You would expect some predictions to be right and some wrong, and you can set aside the timescale, but what strikes me most here is that where Burke was right, it was for the wrong reasons. Citizens share so much information now not out of altruistic consideration for one another, but because it enables them to buy things faster and because they’ve been softened up for it by social media, seeking an addictive rush of validation by Likes and Loves.

This brings us back to nanotechnology. I’ve spent ages trying to find James Burke’s recent contribution to what was probably an episode of Today in which he predicted over the course of a couple of breathless minutes what was going to be happening in 2030, but I can’t chase it down so you’ll have to take my word for it. He envisaged the development within ten years of ‘computers the size of dust’ that would manipulate matter at a sub-atomic level to turn any substance into anything else, mud into plastics and plastics into gold, straws that would convert polluted water into clean as you sucked them, and microscopic machines to draw down carbon dioxide from the air, ‘so that’s climate change solved, by technology instead of by destroying the world’s economy as we seem about to’.

Hmm, I thought. It turns out that Burke has been talking about nanotechnology for ages. In a 2013 discussion on Radio 4’s PM revisiting his 1973 Radio Times prophecies, he harped on the theme using almost precisely the same terminology as he did this year (nanoscale is ‘weeny-weeny’; making things out of ‘air, water and dirt’). It’s the same thesis he laid out in 2018 in his think-piece The End of Scarcity, a world in which all our existing political systems are rendered obsolete by ‘personal nanofactories’ making everything any individual could ever want from food to music.

As Burke points out, this is a future first glimpsed as long ago as 1959 by Richard Feynman in an impromptu lecture to the American Physical Society, ‘There’s Plenty of Room at the Bottom’, and it’s true that a team from Manchester University led by Professor David Leigh has indeed developed a ‘programmable molecular machine’ which can manipulate atoms. But note this: a ‘molecular machine’ is only a machine conceptually, and Professor Leigh’s machines are ‘programmable’ in that by the addition of a positive or negative electron they can operate in a right-handed or left-handed direction. Such machines are not ‘clever little nanobots’ as the good Doctor encounters on TV, which we might imagine as microscopic robots made of metal and silicone and capable of independent decision-making: they are artificial chemicals designed to do one specific task at a time. So far nanotechnology hasn’t got us any further than putting molecule-thick layers of graphite on a metal sheet, and we can’t yet envisage saying to a future iteration of Alexa, ‘Make me a strawberry milkshake’ and moments later the concoction will arrive.
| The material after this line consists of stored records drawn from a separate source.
PR #27661, opened 2021-09-27
refactor: fetching of account balance in chart of accounts

nextchamp-saqib:
### Before: 

Took ~40 secs

CleanShot 2021-09-27 at 11 10 34

### After:

Took 18 secs

CleanShot 2021-09-27 at 11 08 32

Changes:
- Display Nodes and then Asynchronously fetch balance
- Only fetch balance if the user has permissions for GL Entry

Depends On: https://github.com/frappe/frappe/pull/14310


nextchamp-saqib:

PR #27664, opened 2021-09-27
fix: cannot set custom label for 'total' field in print format

nextchamp-saqib:
The 'Total' field is rendered with a custom template in Sales Invoice print formats.

The template fetches the label from meta, which required users to change the label from the Customize Form to change the label in print format

To test the fix:
- Open any custom print format of Sales Invoice
- Using Print Format Builder, change the label of Total field
- Check if the label is changed in any document's print preview.


nextchamp-saqib:
@mergifyio backport enterprise-hotfix

nextchamp-saqib:

PR #27665, opened 2021-09-27
fix: trim sales invoice custom field lengths

nextchamp-saqib:
Applies #27136 just on custom field


erpnext/regional/india/setup.py
```diff
@@ -426,7 +434,8 @@ def make_custom_fields(update=True):
 			'fieldtype': 'Date',
 			'insert_after': 'driver_name',
 			'default': 'Today',
-			'print_hide': 1
+			'print_hide': 1,
+			'length': 10
```
ankush: Length for `Date` type?

deepeshgarg007 (approved):

deepeshgarg007:

PR #27668, opened 2021-09-27
fix: Batch scans get overwritten on the same row

marination:
**Issue:**
- Scan a batch no e.g. BAT-001 , it adds a new row with batch BAT-001
- Scan a second batch no belonging to the same item (BAT-002), it overwrites the previous row and changes BAT-001 to BAT-002, and increments qty by 1

**Fix:**
- Everytime a **new batch is scanned** add a **new row** since we maintain one batch per item row
- If same batch is scanned twice, increment qty in pre-existing batch row
- Broke `scan_barcode` event into smaller functions for readability

**To test:**
- Test barcode, serial no and batch scan in stock transactions (stock entry , purchase receipt, delivery note, sales/purchase invoice)
- Test barcode scan in PO and SO (they don't have batch serial fields and ideally users would not scan a batch there but you can test it , it will add a row)


ankush:
>If the same batch is scanned twice, show toast saying that batch is already added

Increment the quantity instead of showing the message? :thinking:

marination:
@ankush yeah sounds better

marination:

PR #27673, opened 2021-09-27
feat: Create PL for several SOs and Create multiple DN from PL, grouped by customer.

KrithiRamani:
1. To enable creation of PL for SOs of several customers, removed validation for Customer field.

Screenshot 2021-09-20 at 11 57 24 AM

2. Set Picked Qty to zero, on select of Items. On submit, the Picked Qty will be set to Stock Qty.
Screenshot 2021-09-20 at 12 01 30 PM

3. From a PL created from several SOs, on click of Create -> Delivery Note
       - Separate DN for sales orders(grouped by customer) will be created
       - Separate DN for all items that do not have any SO linked.
Screenshot 2021-09-27 at 9 45 18 PM
Screenshot 2021-09-27 at 9 45 38 PM

4. Added new field per_picked in SO, set this on submit of PL. Used this field to filter SO in Get Items of PL.
Screenshot 2021-09-27 at 9 47 53 PM


erpnext/stock/doctype/pick_list/pick_list.js
```diff
@@ -143,13 +143,10 @@ frappe.ui.form.on('Pick List', {
 			docstatus: 1,
 			per_delivered: ['<', 100],
 			status: ['!=', ''],
+			per_picked: ['=',0],
```
rohitwaghchaure: per_picked < 100, could be partial

erpnext/stock/doctype/pick_list/pick_list.py
```diff
@@ -41,6 +51,24 @@ def before_submit(self):
...
 				.format(frappe.bold(item.item_code), frappe.bold(item.idx)), title=_("Quantity Mismatch"))
 
+	def before_cancel(self):
+		#update picked_qty in SO Item on cancel of PL
+		self.update_so()
+
+	def update_so(self):
+		for item in self.locations:
+			if item.sales_order_item:
+				frappe.db.set_value("Sales Order Item",item.sales_order_item,"picked_qty",item.picked_qty)
```
rohitwaghchaure: What if same item picked multiple times in the different pick lists? For example in the sales order item's qty is 5 and use has made 2 pick list with 4 qty in the first pick list and 1 qty in the second pick list

erpnext/stock/doctype/pick_list/pick_list.py
```diff
@@ -41,6 +51,24 @@ def before_submit(self):
...
+				so_doc = frappe.get_doc("Sales Order",item.sales_order)
+				if self.docstatus == 2:
+					per_picked = 0
```
rohitwaghchaure: What if there is one more pick list exists

erpnext/stock/doctype/pick_list/pick_list.py
```diff
@@ -27,9 +27,19 @@ def validate(self):
...
 		self.set_item_locations()
+		# set percentage picked in SO
+		for i in self.get('locations'):
+			if i.sales_order and frappe.db.get_value("Sales Order",i.sales_order,"per_picked") > 0:
+				frappe.throw("Row " + str(i.idx) + " has been picked already!")
 
 	def before_submit(self):
 		for item in self.locations:
+			# set picked_qty to stock_qty, before submit
+			item.picked_qty = item.stock_qty
```
rohitwaghchaure: if item.picked_qty is set by the user manually then shouldn't be override

erpnext/stock/doctype/pick_list/pick_list.py
```diff
@@ -314,64 +344,88 @@ def get_available_item_locations_for_other_item(item_code, from_warehouses, requ
...
+				'rate': 'rate',
+				'name': 'name',
+				'parent': '',
+			}
+		}
+		map_pl_locations(pick_list.locations,None)
+		delivery_note.insert(ignore_mandatory = True)
 
+	frappe.msgprint('Delivery Note(s) created for the Pick List!')
 	return delivery_note
```
rohitwaghchaure, line 423: create_delivery_note looks a big function so difficult to read , could you split it into smaller functions

erpnext/stock/doctype/pick_list/pick_list.py
KrithiRamani: Added validation on submit of PL.

erpnext/stock/doctype/pick_list/pick_list.py
KrithiRamani: Handled.

erpnext/stock/doctype/pick_list/pick_list.py
KrithiRamani: Done

KrithiRamani:
Made changes as suggested and reopening PR

KrithiRamani:
shows too many commits . will rebase and create new PR

PR #27690, opened 2021-09-28
fix: cannot delete a project if linked with sales order

nextchamp-saqib:
Backport of #27689


erpnext/projects/doctype/project/test_project.py
```diff
@@ -32,7 +33,22 @@ def test_project_with_template(self):
...
+
+		so.reload()
+		self.assertEqual(so.project, project.name)
+
+		project.delete()
+
+		so.reload()
+		self.assertFalse(so.project)
+
+def get_project(name, template):
```
nextchamp-saqib:
```suggestion
def get_project(name):
```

I’m not sure we can wait for this to solve our more pressing problems.

Mr Burke mentioned the plug-in superteacher this year again, just for good measure. Technologically I can’t see why that can’t happen now, with the knowledge we already have available: the fact that it hasn’t presumably means we don’t really want it to, and there are different constraints operating than merely what we can and can't do.

Saturday, 19 October 2019

Rebellion!

Before I set off for Warwickshire last week, the first act of my Autumn break was to stand very awkwardly in the drizzle outside the Council office in Hornington at 8am with a sign expressing my support for the Extinction Rebellion action beginning in the capital that day: 'I'm not at the Rebellion, but people I respect are.' At that point not only did we not know that anyone would be daft enough to obstruct Tube trains in Stratford and, as some XR members said, put at jeopardy everything else the movement was trying to do, but I wasn't at all sure that the action would last the full intended fortnight, given the harder line the police were almost sure to take compared to the event around Easter. For all I knew, everyone would have been driven away long before I could play any practical part.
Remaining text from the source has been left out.